Neuroimaging studies have found that brain regions involved in the binding of emotional, motivational and cognitive information are significantly reduced in individuals with higher psychopathy scores. With the absence of these neuropsychological tools, the emergence of morals, values and positive long-term social relationships becomes almost impossible.
As an adult, Bundy idealized his childhood, despite the fact that reality differed. His grandfather, who lived in the same home, was intermittently abusive. This early childhood victimization puts children with psychopathic traits at an especially high risk of developing violent behaviours through observational learning.
Al Carlisle — the Utah State Prison psychologist who evaluated Bundy — speculates that Bundy’s discovery of his birth certificate at about age 14 had a profound impact on him during this critical period of development. Bundy would eventually speak of a void in his life, one he attempted to fill through stalking and violent pornography.
“Perhaps, this person hoped that through violence, through these violent series of acts, … every murder leaving a person of this type hungry [and] unfulfilled would also leave him with the obviously irrational belief that, the next time he did it, he would be fulfilled,” Bundy expressed in a prison interview.
To understand this cycle of violence, we must look at the underlying physiological and fantastical processes. Inheriting a decreased physiological responsiveness to emotional stimuli and a high threshold for stress, it is thought that psychopaths impulsively seek out increasingly potent negative stimuli that are dangerous, violent or aggressive in an attempt to feel something.

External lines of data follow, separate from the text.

PR #1893, opened 2025-09-02
photonfeeder: while doing moveWhileFeeding move to safeZ rather than 0

Jorropo:
# Description
While doing moveWhileFeeding move to safeZ rather than 0.

# Justification
This fixes an interesting case where my nozzles go above safeZ while doing a moveWhileFeeding action.

# Instructions for Use
None just profit (it makes an other option `moveWhileFeeding` slightly faster).

# Implementation Details
1. How did you test the change? **TODO**
4. Be sure to run `mvn test` before submitting the Pull Request. If the tests do not pass the Pull Request will not be accepted. **TODO**


Jorropo:
It doesn't change the behavior, something looks wrong.

Issue #1891, opened 2025-08-29
Design Review request: Feeder Management


tobydickenson:
Hi all,

This is a request for a design review. I am considering implementing some features that relate to how feeders are selected for a part, and placements retried during a job.

Firstly, this will address some problem behaviors relating to job errors. If the job error handling policy is set to "alert" then the user sees an error message box right away. These problem behaviors occur if the error handling policy is set to "defer". Problem behaviors are:
1. Suppose there are 100 placements of a part. Size checking is enabled, but the configured size is slightly wrong. All 100 placements will be attempted, each one resulting in a vision size check error, and 100 parts are systematically dumped into the discard pile.
2. Suppose there are 100 placements of a part. 99 of them are placed correctly, but one suffered a sideways pick error. This is detected at vision and the part discarded. The placement left as a "pending error" to be shown at the end of the job, without any retries.Those problem scenarios are related. The common factor is that the job processor currently has exactly one attempt at each placement. It would be better to:
1. Disable a feeder after several consecutive errors.
2. Have some retries of each placement within the job processor, provided the feeder is not disabled.

I also want to support the following new use cases:
1. Suppose we have few parts left on the tail of a previous tape; this is too short for an auto feeder so it will be loaded on a strip feeder. We want to use those up first, then automatically switch to using the new reel on an auto feeder.
2. We have two auto feeders set up with the same part. If one feeder is working well but the other has a problem, it should automatically use only the good feeder to continue making progress in the job.
3. We have two auto feeders set up with the same part. If both feeders are working well, the job planner optimiser should automatically consider both options and select the nearest

Implementation plan:
1. Some new configuration state is needed; by default to disable a feeder after 3 consecutive failures, or 2 failures out of 5. Store this in the machine object? or a new persistent object inside the machine?
2. Nozzle currently has an attribute which tracks which Part is loaded on the nozzle. It gains a new attribute to track which feeder the part came from.
3. Feeders receive a notification (TBC from Nozzle? or JobProcessor?) when a part has been successfully placed, or when a part is discarded due to a problem. It tracks those statistics and disables itself when thresholds are exceeded.
4. Feeder gains a new "Priority" attribute; low / normal / high.
5. There are several implementations of a findFeeder method; these need to be rationalised.
6. findFeeder() operates by finding all the enabled feeders, filtering by priority, then allowing the job planner optimiser to select if there is more than one option.
[...]

PR #1898, opened 2025-09-09
Feeder fleet

tobydickenson:
This is a preliminary Pull Request. This implements the plan described on #1891 but this is not yet tested in practice on a machine.

# Description

A breakdown of each commit:

* `Nozzle` already tracks which `Part` it is carrying, and there is a corresponding new api for tracking which `Feeder` provided the part. This had more impact than I was expecting because there are many calls to `Nozzle.pick` which all now need to provide a Feeder parameter. (This new API has standalone usefulness, so I will do a separate PR #1899 for just this commit).
* Openpnp already had several layers of retries. This adds tooltips for all the original retry count gui fields.
* In Defer error reporting mode, each `JobPlacement` can be retried in full. The job processor exception handler that previously called `JobPlacement.setError` can now call `JobPlacement.setStatus(Pending)` instead. `JobPlacement` counts the number of times it has has been `Processing`, and the job processor checks that number against the new per-placement retry limit. By default this is set to 5 retries.
* An old bug is fixed. The jobprocessor disables a feeder if it sees `Feeder.feed` throwing exceptions. But there was no notification of this change to refresh `FeederPanel`. I dont think we can do this using the normal binding mechanism because the notification happens in the wrong thread, so I added the `ReferenceFeeder.updateView` method. Is there a better way to do this?
* `ReferenceFeeder` now keeps track of whether the job processor has a successful outcome with its parts. It stores this in a `LinkedList<Boolean>` which acts as a short ring buffer of failure flags. The job processor notifies `ReferenceFeeder` at the same time as driving `JobPlacement` state transitions. `ReferenceFeeder` disables itself if limits are exceeded, and the fault record is cleared when the feeder is re-enabled by the operator. The default configuration (also stored in the job processor) is to disable if there are 3 faults in 6 placements. `FeederPanel` has a new column showing the fault status. This fault status is blank if there are no faults, otherwise it shows an "X" for each fault and "-" for each success. For example, "X-----" indicates it has just had its first fault. This gui display is functional, but I'm not sure I like it yet.
* `FeederUtils` holds the new implementation of `findFeeders()` which returns `List<Feeder>` and `findFeeder` which makes a selection from the list. The selection uses `getLinearDistance` rather than `TravelCost` for compatibility with some old unit tests which set up a machine without the kinematic configuration required by `TravelCost`. The usage of this API in the job processor has been made functional and safe: For job planning options which use a "feeder tsm" it selects the feeder nearest the head of the previous tsm run. For job planning options without, it selects the feeder nearest the head. It will always select the same feeder for prerotation calculations as picking. I expect there are a further optimisation opportunities here: Maybe a greedy search through the list of feeders; maybe changing the "feeder tsm" to include both. This optimisation is an outstanding task.
* There is a fix for an old unit test, which broke because of a typo in its machine.xml configuration of the location of one feeder. Previously that feeder was unused, but it is now because findFeeder selects the nearest.
* `Feeder` gains a priority enum, with values `High` (use these parts up first) `Normal` and `Low` (backup parts). This is the second new column on `FeederPanel`. `findFeeder` checks this to filter for the highest priority class available.
* There are two new units tests. These operate by simulating **intermittent job processing errors, and confirming that the job finishes with 100% placements complete anyway.** This validates the overall goal of this development.

# What has NOT changed
* There are no changes to the multitude of different feeder implementations, and I expect that this will work with them all.

# Justification
Rationale discussed on #1891

# Known issues
* `ReferenceFeeder` needs to update `FeederPanel` from the machine thread, when its status is changed by the job processor. Is there a better way of doing this?
* Feeder faults are displayed using the X legend. Is there a nicer way to display this?

# Outstanding Tasks
* Testing on a real production job
* Wiki documentation:
     * Job processor page
     * A new page describing the overall retry structure.
     * New script event for a job fault.
* A review of out-by-one issues. Does "3 retries" mean 3 attempts, or 4 attempts? Check this in code and documentation.
* Job planner could optimise the choice of feeder, if there is more than one available.

# Implementation Details
1. How did you test the change? Be descriptive. Untested code will not be accepted. -- there are new unit tests. testing in a production context is an outstanding task.
3. If you made changes in the `org.openpnp.spi` or `org.openpnp.model` packages you will need to add additional justification for these changes. Changes to these packages require extensive review and testing. -- yes!!
    * `Feeder` and `AbstractFeeder` have the new `Priority` enum and accessor methods.
    * `Nozzle` and `AbstractNozzle` have changes that allow it to keep track of the feeder which provided the part it is carrying.
    * `PnpJobProcessor` has two changes: It count changes into `Processing` status, and `JobPlacement` can keep track of the feeder (so that we pick from the same feeder that was used for prerotation calculations).
    * `AbstractPnpJobProcessor` implemenation of `findFeeder` now delegates to the new `FeederUtils`


tobydickenson:
This recent force-push was a rebase after merging #1899

tobydickenson:
Edit: moved to #1901

tobydickenson:
> ## Known issues
> ReferenceFeeder needs to update FeederPanel from the machine thread, when its status is changed by the job processor. Is there a better way of doing this?

On review, the [new updateView method in ReferenceFeeder](https://github.com/openpnp/openpnp/pull/1898/files#diff-eb3641f0b57f44adb90fa5e1e74921b1689009978a499fc2f7066695a209f55f) is not so bad.

> Feeder faults are displayed using the X legend. Is there a nicer way to display this?

Some colleagues have expressed that they like this display, so I will proceed with this as-is in this PR. But I am open to implementing a better display if there are suggestions.

> ## Outstanding tasks
> * Testing on a real production job

This was successfully tested today

> Wiki documentation:  A new page describing the overall retry structure.

[Done](https://github.com/openpnp/openpnp/wiki/Retries).   

> Wiki documentation:  Job processor page,  New script event for a job fault.

This is still outstanding

> A review of out-by-one issues. Does "3 retries" mean 3 attempts, or 4 attempts? Check this in code and documentation.

Still outstanding

tobydickenson:
> > A review of out-by-one issues. Does "3 retries" mean 3 attempts, or 4 attempts? Check this in code and documentation.

There were a few problem here, some old and some recent from me. These are all fixed in 2407f7ffb9.

1. PR 958 introduced the "Max Vision Retries" field with an out-by-one problem. It controls the number of **attempts**, not the number of **retries**. The default 3 attempts is one try then two subsequent retries. There are backwards compatibility reasons for not changing the attribute name or behavior of this field, but I have corrected the gui label. The tooltip was already correct.

2. I previously noted that there were two different fields called "Pick Retry Count". This changes one to "Feed & Pick Retry Count". Again this is just the gui label and tooltip.

3. It was possible for the loop performing vision retries to run zero times. I have fixed this to run a minimum of once.

tobydickenson:
> Wiki documentation: Job processor page, New script event for a job fault

wiki documentation is now all complete.

This PR is all now complete. I plan to merge this next week after some final testing.

PR #1903, opened 2025-09-27
photonfeeder: don't move the head while feeding if the machine is unhomed

Jorropo:
# Description
The feeder will not move the nozzle according to move while feeding if the machine is unhomed.

# Justification
I had to grab a part from a feeder for manual rework.
I've turned on openpnp, scan for feeders, press the feed (but not feed and pick) on the right feeder.
Then the head slammed into the rails.

If we don't know where the head is don't try to move it.
It's not part of feed's contract to move the nozzle, we do it for performance optimization since it's allowed, but anyone consuming this has better code to handle this situation.

# Instructions for Use
None

# Implementation Details
1. How did you test the change? I didn't


tobydickenson:
Looks good. Ready to merge?

Jorropo:
LGTM

tobydickenson:
I have merged this, but note that this may just be one example from a family of similar bugs. ReferenceAutoFeeder has code very similar to that fixed here. Other feeders that use vision will be moving the head too - do they need a similar fix or does the vision subsystem check this already? If this is a common flaw in lots of feeders then maybe it would be better fixed elsewhere. I will review.

Jorropo:
I have no idea, as you point out there are feeders that cannot work if the machine is unhomed.
Maybe the feeder UI should pass a null nozzle if the machine is unhomed ?

tobydickenson:
Do you have "allow unhomed motion" enabled in your driver configuration?

It is that option which prevents ReferenceAutoFeeder moving in the same situation.

Jorropo:
Yes, I use it to jog the Z back to a safe level before homing.

PR #1905, opened 2025-09-30
fix the longer-than-typical dwell time on the last placement of a job

tobydickenson:
# Description
This change adds waitForCompletion after the final machine activities in a job, and before doing all the other processes that do not involve moving the machine.

# Justification
I sometimes see what appears to be an extra-long dwell time on the final placement of the job, or a delay before homing the machine at the end of a job. The async driver has received those movements but there is a delay somewhere. It makes sense to ensure make sure that all machine processes are complete at this point.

Fantasy, as described by Carlisle, becomes an attempt to gratify some internal desire that is not yet attainable in reality. As the fantasy frequently reoccurs, the imagery becomes more vivid and absorbing. Eventually, the psychopath dissociates from the world around them, and the two competing realities become compartmentalized in their mind.
At some point, the thrill of imagination no longer satisfies them, and the fantasized act becomes easier to give in to than hanging on to a moral structure they don’t truly understand. Each time the compulsive act is carried out, the underlying neural firing patterns become strengthened, increasing the likelihood of the act being carried out again and again and again — often without remorse. Bundy himself spoke of guilt while on death row.
“Guilt? It’s this mechanism we use to control people. It’s an illusion. It’s a kind of socialcontrol mechanism — and it’s very unhealthy,” Bundy said. “I am in the enviable position of not having to deal with guilt.”
Guilt serves as an emotional mechanism that enables people to monitor and recalibrate their behaviour amidst a complex social environment. So yes, in one way, guilt does control people, but it is quite necessary to a healthy, functioning society.
Bundy understood human behaviour well enough to deceive, gaslight and manipulate people to further his own selfish desires. But due to an array of factors, he never truly understood what it means to be human. Perhaps, this is what drew him to study psychology at the University of Washington — to learn about a condition of which he seemed to have no subjective understanding.